TWiki scales well on the number of registered users. We have not done tests on the upper limit. It is also feasible to not register users in TWiki, e.g. to rely solely on LDAP login.
As stated above, performance can be addressed with caching and/or load balancing.
The TWiki community is working on a pluggable storage back-end, see TWikiRoadMap.
(This post is based on Peter Thoeny's blog post on Scalability of TWiki, also posted as a supplemental document at TWikiScalability.)
Comments
MichaelDaum - 26 Mar 2008:
See also the discussions on the upcoming TWikiCache, a build-in caching infrastructure and dependency tracking. Compared to all other caching solutions this one aims at (1) correctness: never deliver outdated wiki content and (2) transparency: no extra provision is needed by the wiki author to get content cached. The TWikiCache will be part of TWiki-5.0. There are backports available for 4.1.x and 4.2.x as well.
MartinSeibert - 26 Mar 2008:
Very valuable information, Peter.
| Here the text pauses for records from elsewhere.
PR #345, opened 2024-12-22
feat: adds support to non-configurable caching on cache-audit

ubiratansoares:
Another follow-up for #334 

Here we tweak a bit the models for `CacheAwareAction`, moving into to an enum an introducing `Configurable` and `NotConfigurable` variants. 

The not-configurable variant covers Actions like [Mozilla-Actions/sccache-action](https://github.com/Mozilla-Actions/sccache-action), which always cache/restore and does not provide control inputs / control values to disable caching.

I added a snapshot test convering this new use case. Added some docs on the semantics of `CacheControlInput:OptIn` and `CacheControlInput:OptOut` as well.

### DIFF
--- a/src/audit/cache_poisoning.rs
+++ b/src/audit/cache_poisoning.rs
@@ -19,9 +19,9 @@ enum CacheControlValue {
 
 /// The input that controls the behaviour of a configurable caching Action
 enum CacheControlInput {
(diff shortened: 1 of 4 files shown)


woodruffw (approved):
Thanks @ubiratansoares!

PR #352, opened 2024-12-23
feat: detects push to release branches in cache-poisoning

ubiratansoares:
One more follow-up for #334

We now detect at least one common pattern for Workflows triggered with `push/branches`. Deploying when pushing to a convention release branch is quite common, and this change sets the stage to detect other similar branch filters in the future.

There is at least one additional PR to before finishing #334, raising it asap!


woodruffw (approved):
LGTM, nice work @ubiratansoares!

PR #353, opened 2024-12-24
feat: adds case-insensitive template matching for uses actions

### LINKED ISSUE #334: cache-poisoning: follow-up improvements

ubiratansoares:
Closes #334 

Improves the implementation of `RepositoryUses::matches` so it becomes case-insensitive regarding a provided template.

I opted for case-insensitive comparisons rather than normalizing to a lowercased template because I see this approach introducing less changes, and all of them live within a single function.

### DIFF
--- a/src/models.rs
+++ b/src/models.rs
@@ -627,8 +627,8 @@ impl RepositoryUses<'_> {
             return false;
         };
 
-        self.owner.to_lowercase() == other.owner.to_lowercase()
-            && self.repo.to_lowercase() == other.repo.to_lowercase()
+        self.owner.eq_ignore_ascii_case(other.owner)
+            && self.repo.eq_ignore_ascii_case(other.repo)
             && self.subpath.map(|s| s.to_lowercase()) == other.subpath.map(|s| s.to_lowercase())
             && other.git_ref.map_or(true, |git_ref| {
                 Some(git_ref.to_lowercase()) == self.git_ref.map(|r| r.to_lowercase())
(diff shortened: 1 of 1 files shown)


src/models.rs
```diff
@@ -617,17 +617,22 @@ impl RepositoryUses<'_> {
...
         };
 
-        self.owner == other.owner
-            && self.repo == other.repo
-            && self.subpath == other.subpath
-            && other
-                .git_ref
-                .map_or(true, |git_ref| Some(git_ref) == self.git_ref)
+        self.owner.to_lowercase() == other.owner.to_lowercase()
+            && self.repo.to_lowercase() == other.repo.to_lowercase()
```
woodruffw, line 631: The `owner` and `repo` could probably be compared with [eq_ignore_ascii_case](https://doc.rust-lang.org/std/primitive.str.html#method.eq_ignore_ascii_case) instead, to avoid a few allocations (since GH requires both to be ASCII).

The subpath and git_ref can be anything OTOH, so those look good to me!

ubiratansoares: Awesome input, justed learned about another small gem in Rust std 🙂

Done [here](https://github.com/woodruffw/zizmor/pull/353/commits/6e76cbfbc2aa2831754b1b9c633ee3de43d1bc7d)

woodruffw (approved):
Thanks @ubiratansoares, nice work!

Issue #234, opened 2024-12-06
[BUG]: False positive: github-env on trivial echos


woodruffw:
### Pre-submission checks

- [X] I am **not** filing a feature request. These should be filed via the feature request form instead.
- [X] I have looked through the [open issues](https://github.com/woodruffw/zizmor/issues?q=is%3Aissue+is%3Aopen+) for a duplicate report.

### Expected behavior

The following should not trigger the github-env audit, since it's trivially safe: the LHS has only one envvar and no newlines or other injection potential.

```
echo "PYPI_URL=https://upload.pypi.org/legacy/" >> $GITHUB_ENV
```

### Actual behavior

```
error[github-env]: dangerous use of GITHUB_ENV
  --> /Users/alex_gaynor/projects/cryptography/.github/workflows/pypi-publish.yml:39:9
   |
39 |         - run: |
   |  _________^
40 | |           echo "PYPI_URL=https://upload.pypi.org/legacy/" >> $GITHUB_ENV
   | |________________________________________________________________________^ GITHUB_ENV write may allow code execution
   |
```

### Reproduction steps

N/A, h/t @alex

woodruffw:
For context, this is what the tree-sitter tree for the above looks like:

```
program [0, 0] - [1, 0]
  redirected_statement [0, 0] - [0, 62]
    body: command [0, 0] - [0, 47]
      name: command_name [0, 0] - [0, 4]
        word [0, 0] - [0, 4]
      argument: string [0, 5] - [0, 47]
        string_content [0, 6] - [0, 46]
    redirect: file_redirect [0, 48] - [0, 62]
      destination: simple_expansion [0, 51] - [0, 62]
        variable_name [0, 52] - [0, 62]
```

So for trivial cases, at least, we could detect when the `body` has `name = echo` and has a single `argument`, which is a single `string_content` with no interior expansions.

woodruffw:
Fixed by #354.

PR #354, opened 2024-12-25
feat: github-env: use tree-sitter queries

woodruffw:
~~Very WIP.~~

This experimentally replaces the stack-of-nodes approach with hand-written TS queries, which can be more precise about matches and their sub-captures (e.g. allowing us to match only when the RHS is actually a variable expansion).

It also adds some examples of false positives that the previous approach flagged. These FPs aren't likely to occur in the wild, however, so the direct benefit for actual users is pretty small.

The larger impact here is indirect:

* By switching to TS queries, we get full access to match and capture-level spanning information. We had this indirectly with the stack-of-nodes approach, but the query language makes it even simpler by giving us capture names 🙂 
* This unblocks a bugfix for #234 which would be challenging to generalize with the previous approach -- we could do it one-off, but doing things at the TS query level gives us more generality.

At the same time, there are some downsides to this approach:

* It's not as elegant (IMO) as the previous approach.
* It's probably slower both at startup and runtime, since each TS query needs to be parsed, evaluated, etc.
* Writing TS queries is a less-ideal DX, since they're a new DSL that isn't highlighted and aren't super easy to debug (I mostly use the tree-sitter playground).

CC @ubiratansoares for thoughts on this approach -- I think it makes things somewhat easier/more general overall, but it has downsides. I'm curious what you think about these tradeoffs 🙂 

(I also still need to do the same for the PowerShell codepath.)

### DIFF
--- a/src/audit/github_env.rs
+++ b/src/audit/github_env.rs
@@ -9,7 +9,7 @@ use std::cell::RefCell;
 use std::ops::{Deref, Range};
 use std::sync::LazyLock;
 use streaming_iterator::StreamingIterator;
-use tree_sitter::{Parser, Query, QueryCapture, QueryCursor, QueryMatches, Tree};
+use tree_sitter::{Language, Parser, Query, QueryCapture, QueryCursor, QueryMatches, Tree};
 
 static GITHUB_ENV_WRITE_CMD: LazyLock<Regex> =
     LazyLock::new(|| Regex::new(r#"(?mi)^.+\s*>>?\s*"?%GITHUB_ENV%"?.*$"#).unwrap());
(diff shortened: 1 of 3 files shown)


src/audit/github_env.rs
```diff
@@ -143,9 +192,21 @@ impl WorkflowAudit for GitHubEnv {
...
             .set_language(&pwsh)
             .context("failed to load powershell parser")?;
+
+        let bash_redirect_query = Query::new(&bash.into(), BASH_REDIRECT_QUERY)?;
+        let bash_pipeline_query = Query::new(&bash.into(), BASH_PIPELINE_QUERY)?;
+
         Ok(Self {
             bash_parser: RefCell::new(bash_parser),
             pwsh_parser: RefCell::new(pwsh_parser),
+            bash_redirect_query_span_idx: bash_redirect_query
```
woodruffw, line 202: NB: I cache these capture indices at the struct level because they vary between individual queries, and because extracting them is technically fallible (although infallible in practice, as long as there's no typo). But it's definitely a bit of an eyesore.

woodruffw:
NB https://github.com/tree-sitter/tree-sitter/pull/4034 -- that'll allow us to remove the `streaming-iterator` direct dep.

woodruffw:
> * This unblocks a bugfix for [[BUG]: False positive: github-env on trivial echos #234](https://github.com/woodruffw/zizmor/issues/234) which would be challenging to generalize with the previous approach -- we could do it one-off, but doing things at the TS query level gives us more generality.

[`1a1eac7` (#354)](https://github.com/woodruffw/zizmor/pull/354/commits/1a1eac784f4a0b4e690b58dbbc2b4c69b0ee8e0a) does an initial version of this -- it's not _quite_ as clean as I would have liked, but it's probably shorter than the equivalent would be if we didn't have the query doing pre-filtering/shape checking for us.

ubiratansoares (commented):
Hey @woodruffw! Thanks for tagging me for input!

I was not aware of TS query capabilities, always learning I guess 😄 

Imho, this approach looks amazing. I'm sold tbh, regardless the downsides!

I do agree that TS queries might be not as intituitive to augment or troubleshoot compared to walking nodes directly, but they look like a solid take for tackling more false positives we may have in the future.

Perf-wise, I _think_ we should not bother that much for now, afterall `zizmor` is already pretty fast elsewhere.

Since https://github.com/tree-sitter/tree-sitter/pull/4034 was already merged, perhaps you want to wait until the next tree-sitter release to merge this. Otherwise, LGTM 🚀

Issue #362, opened 2024-12-26
Feature: add argument --ghe-hostname for GHE Servers


runjivu:
### Pre-submission checks

- [X] I am **not** reporting a bug (crash, false positive/negative, etc). These must be filed via the bug report template.
- [X] I have looked through the open issues for a duplicate request.

### What's the problem this feature will solve?

I'm trying zizmor out with GHE Server repos, but for now github_api client's api_base is fixed to "https://api.github.com".

### Describe the solution you'd like

by adding additional parameter --ghe-hostname, i can run something like
`zizmor --gh-token {token} --ghe-hostname {github.example.com} example/repos`,
which would be nice

### Additional context

I am new to GitHub Actions security hardening.
In a GHE Server / self-hosted runner environments, it seems/feels inherently safer against many attacks..
Are they really?
I’d love to hear some advice on what specific things I should focus on to keep things secure in these environments! 😃

woodruffw:
Hi @runjivu, thanks for the feature request!

Overall, this sounds like a good idea to me -- supporting both hosted and on-prem GHE is something we should do.

A couple of thoughts:

1. How does this interact across multiple instances/hosts? For example, if a repo on a GHE host references `actions/checkout`, how do we ensure that the user's `GH_TOKEN` works for both the GHE host and the normal GH host, e.g. for the `impostor-commit` audit?
2. How does GitHub's own `gh` CLI handle these cases? IMO we should closely mirror their own flags/behavior here.

> In a GHE Server / self-hosted runner environments, it seems/feels inherently safer against many attacks..
> Are they really?

It depends 🙂: self-hosted runners come in a large variety of configurations, some of which are less secure than GitHub-hosted runners. In general, GitHub recommends only using self-hosted runners on private repos, regardless of whether the repo is on a GH or GHE host.

In general however, my understanding is that the "best practice" for self-hosted runners is to *never* use persistent runners (*only* use ephemeral runners), and to manage your runners at whatever organizational level makes sense for your use case (e.g. repo/org/enterprise level) and *not* allow deviations from that level.

Some more docs here: <https://docs.github.com/en/actions/hosting-your-own-runners/managing-self-hosted-runners/about-self-hosted-runners#self-hosted-runner-security>

runjivu:
Hi @woodruffw , thank you for the quick response!

my initial thoughts on your points : 
1. > How does GitHub's own gh CLI handle these cases?

when logging in with `gh auth login`,
[...]

PR #363, opened 2024-12-26
feat: add argument --ghe-hostname for GHE Servers

runjivu:
adds #362 feature !

+ cargo test passed
+ auditing GHE Server's remote repo works
+ --offline --ghe-hostname fails as expected

### DIFF
--- a/src/github_api.rs
+++ b/src/github_api.rs
@@ -29,7 +29,7 @@ pub(crate) struct Client {
 }
 
 impl Client {
-    pub(crate) fn new(token: &str, cache_dir: &Path) -> Self {
+    pub(crate) fn new(token: &str, cache_dir: &Path, hostname: Option<&str>) -> Self {
         let mut headers = HeaderMap::new();
         headers.insert(USER_AGENT, "zizmor".parse().unwrap());
         headers.insert(
@@ -66,8 +66,13 @@ impl Client {
         }))
         .build();
 
+        let api_base = match hostname {
+            Some(hostname) => format!("https://{hostname}/api/v3"),
+            None => "https://api.github.com".to_string(),
+        };
+
         Self {
-            api_base: "https://api.github.com",
+            api_base: Box::leak(api_base.into_boxed_str()),
             http,
         }
     }
--- a/src/github_api.rs
+++ b/src/github_api.rs
@@ -23,13 +23,51 @@ use crate::{
     utils::PipeSelf,
 };
 
+/// Represents different types of GitHub hosts
+#[derive(Debug, PartialEq)]
+pub(crate) enum GitHubHost {
+    Garage,
+    Enterprise,
+    Localhost,
+    Standard,
+}
+
+impl GitHubHost {
+    fn from_hostname(hostname: &str) -> Self {
+        let normalized = hostname.to_lowercase();
+
+        if normalized.eq_ignore_ascii_case("garage.github.com") {
+            Self::Garage
+        } else if normalized.eq_ignore_ascii_case("github.localhost") {
+            Self::Localhost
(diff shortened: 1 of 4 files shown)


src/main.rs
```diff
@@ -48,13 +48,18 @@ struct App {
...
     offline: bool,
 
     /// The GitHub API token to use.
-    #[arg(long, env, group = "_offline")]
+    #[arg(long, env)]
     gh_token: Option<String>,
 
+    /// The GitHub API Server Hostname, if you are running GHE.
+    #[arg(long, env)]
+    gh_hostname: Option<String>,
```
woodruffw, line 61: Rather than a `None` state, perhaps we can default to `https://api.github.com/` here? That way there's no need for the subsequent `Option<...>` handling 🙂

src/github_api.rs
```diff
@@ -66,8 +66,13 @@ impl Client {
...
         .build();
 
+        let api_base = match hostname {
+            Some(hostname) => format!("https://{hostname}/api/v3"),
+            None => "https://api.github.com".to_string(),
+        };
+
         Self {
-            api_base: "https://api.github.com",
+            api_base: Box::leak(api_base.into_boxed_str()),
```
woodruffw, line 75: No `Box::leak`, please! If this needs to be a `String` instead of a `&'static str`, that's perfectly fine.

runjivu: Will change that!

src/main.rs
```diff
@@ -48,13 +48,18 @@ struct App {
...
+    #[arg(short, long, env = "ZIZMOR_OFFLINE", 
+        conflicts_with_all = ["gh_token", "gh_hostname"])]
     offline: bool,
 
     /// The GitHub API token to use.
-    #[arg(long, env, group = "_offline")]
+    #[arg(long, env)]
     gh_token: Option<String>,
 
+    /// The GitHub API Server Hostname, if you are running GHE.
```
woodruffw, line 59: Nitpick: slightly shorter and more generic (since this will also allow people to proxy the GH API, in addition to working with GHE 🙂)

```suggestion
    /// The GitHub API host to use.
```

src/main.rs
runjivu: We could, but there should be handing at github_api.rs making api_base,
because we have to add /api/v3 if it is on GHE server..

Should i change it to String?

woodruffw: > because we have to add /api/v3 if it is on GHE server..

I might be missing something, but is this always true? The GHE docs don't seem to consistently mention an `/api/v3` prefix for API routes. I'm wondering if it's a redundant prefix, i.e. whether `/{route} and `/api/v3/{route}` both work.

runjivu: https://docs.github.com/en/enterprise-server@3.15/rest/quickstart?apiVersion=2022-11-28&tool=curl

Api docs for ghe server mentions /api/v3,
but I'll test it again to make sure!

woodruffw: Ah yep, looks like there's no redirect, at least for `github.com`.



> (Maybe gh handles this internally..?)

Yep, it looks like they do:

https://github.com/cli/cli/blob/6c5145166003ac6fb952c5c591a6f3bdeea10465/internal/ghinstance/host.go#L59-L70

That uses `ghauth.IsEnterprise`, which seems to come from here:

https://github.com/cli/go-gh/blob/65bd8d766abd062846dd5cffe21defab7c0fe4c5/pkg/auth/auth.go#L159-L166

So IMO we should copy that logic :slightly_smiling_face:

woodruffw:
Thanks @runjivu! I've folded this into #371.

Issue #350, opened 2024-12-23
Composite actions: support for existing audits


woodruffw:
#331 will add composite action support. From there, the current audits need to be extended to work with composite actions, where appropriate.

- [x] artipacked #896 
- [x] dangerous-triggers (N/A)
- [x] excessive-permissions (N/A)
- [x] hardcoded-container-credentials (N/A?)
- [x] impostor-commit: #331
- [x] known-vulnerable-actions @ubiratansoares #367
- [x] ref-confusion @ubiratansoares #365
- [x] self-hosted-runner (N/A?)
- [x] template-injection: #331
- [x] use-trusted-publishing #899 
- [x] unpinned-uses @ubiratansoares #364
- [x] insecure-commands #359
- [x] github-env #358 
- [x] cache-poisoning (N/A?)

woodruffw:
I'm going to keep burning this down, but I would appreciate help as well! If anybody is interested in working on one of these, leave a comment here and I'll assign it to you 🙂

ubiratansoares:
@woodruffw Happy to help here!

Let me give a try on `known-vulnerable-actions`, `unpinned-uses, and `ref-confusion`, they don't look too hard and I can learn a bit more about their inner details along the way. I'll raise individual PRs for each one, for the sake of easier reviews 🙂

ubiratansoares:
@woodruffw Happy new year 🎉🎉🎉

If ok for you, I'm happy take the 2 remaining audits, so we get the all audits supported in Composite Actions 🙂

woodruffw:
That would be awesome, thank you @ubiratansoares! And happy new year!

woodruffw:
#896 and #899 wrap this up 🙂

PR #364, opened 2024-12-26
feat: adds unpinned-uses support to composite actions

ubiratansoares:
Contributes to #350 

I tried to dedup a bit the inner logic for this audit by extracting at least one common function. I do think there is room for more deduplication, but I did not want to push hard on that in the first take. 

Let me know your thoughts 🙂

### DIFF
--- a/docs/audits.md
+++ b/docs/audits.md
@@ -547,9 +547,9 @@ or @rubygems/release-gem for canonical examples of using it.
 
 ## `unpinned-uses`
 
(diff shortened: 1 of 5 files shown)


woodruffw:
Looks good to me! Feel free to dedupe here or in a follow-up, whatever you prefer 🙂

ubiratansoares:
Follow-up then, so I have room to get more used to the new CompositeStep APIs 🙂. 

I'll take a self-note to revisit this one!

woodruffw (approved):
Thanks @ubiratansoares!

PR #367, opened 2024-12-26
feat: adds composite actions support to known-vulnerable-actions

ubiratansoares:
Another follow-up for #350. Very similar to #365.  🙂


woodruffw (approved):
Thanks!

PR #379, opened 2025-01-03
docs: ditches beta warning from static website

ubiratansoares:
A follow-up for #377 . 

Just checked `zizmor` website and there is one beta warning  left at `docs/index.md`. Removed just in case 😄


woodruffw (approved):
Thanks!

Issue #378, opened 2025-01-02
[BUG]: How to address "opt-in for caching here"?


ashishb:
### Pre-submission checks

- [X] I am **not** filing a feature request. These should be filed via the feature request form instead.
- [X] I have looked through the [open issues](https://github.com/woodruffw/zizmor/issues?q=is%3Aissue+is%3Aopen+) for a duplicate report.

### Expected behavior

When Docker images are built (but not pushed), cached artifacts are harmless.
How do I disable https://woodruffw.github.io/zizmor/audits/#cache-poisoning for those cases?

### Actual behavior

```
error[cache-poisoning]: runtime artifacts potentially vulnerable to a cache poisoning attack
  --> ...
   |
34 | /         with:
35 | |           cache-binary: true
   | |____________________________^ opt-in for caching here
36 |
37 |         - name: Build docker
38 |           uses: docker/build-push-action@v6
   |           ^^^^^^^^^^^^^^^^^^^^^^^^^^^^^^^^^ runtime artifacts usually published here
   |
```

### Reproduction steps

Create a new action

```
      - name: Set up Docker Buildx
        uses: docker/setup-buildx-action@v3
        with:
          cache-binary: true

      - name: Build docker
        uses: docker/build-push-action@v6
        with:
          cache-from: type=gha
          cache-to: type=gha,mode=max
          push: false
```

woodruffw:
Thanks for the report @ashish!

To make sure I understand: is the false positive happening because `push: false` disables the publish, but we don't detect that?

If that sounds right to you, I think what we need to do here is better filter the publish actions in a manner similar to the cache-aware actions. CC @ubiratansoares for thoughts 🙂

ashishb:
> To make sure I understand: is the false positive happening because push: false disables the publish, but we don't detect that?

Yes, I am not an expert on caching but I do believe that `push: false` does kill this attack.

ubiratansoares:
@ashishb Thanks for reporting! 

I agree with @woodruffw, this looks like a false positive and to proper handle it we need to enhance what we have for publisher-like Actions (like `docker/build-push-action`) so we model whether publishing can be disabled or ran in some sort of dry-run mode.

For now, I think the easiest way to disable this check is using zizmor's support to [ignoring results](https://woodruffw.github.io/zizmor/usage/#ignoring-results).

danweller18:
[...]

PR #383, opened 2025-01-05
refactor: CacheAwareAction -> UsesCoordinate

woodruffw:
WIP.

This is the first part of #378: it generalizes `CacheAwareAction` into `UsesCoordinate`, which we can then reuse for conditions on the publish step as well.


woodruffw:
This is not yet fully general, since the matching logic still lives in `cache-poisoning`. But I'll do that in a follow-up.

Thank you.
ColasNahaboo - 02 Apr 2008:
On already available performance enhancements, there is also:
using long expires on images, css & javascript files
deporting these files on servers specialized in serving static files
And there are other solutions in the works, such as Michael one, or Gilmar work as part of TWikiStandAlonePeterThoeny - 03 Apr 2008:
Colas, good additional info. Possibly update the supplemental document TWiki.TWikiScalability?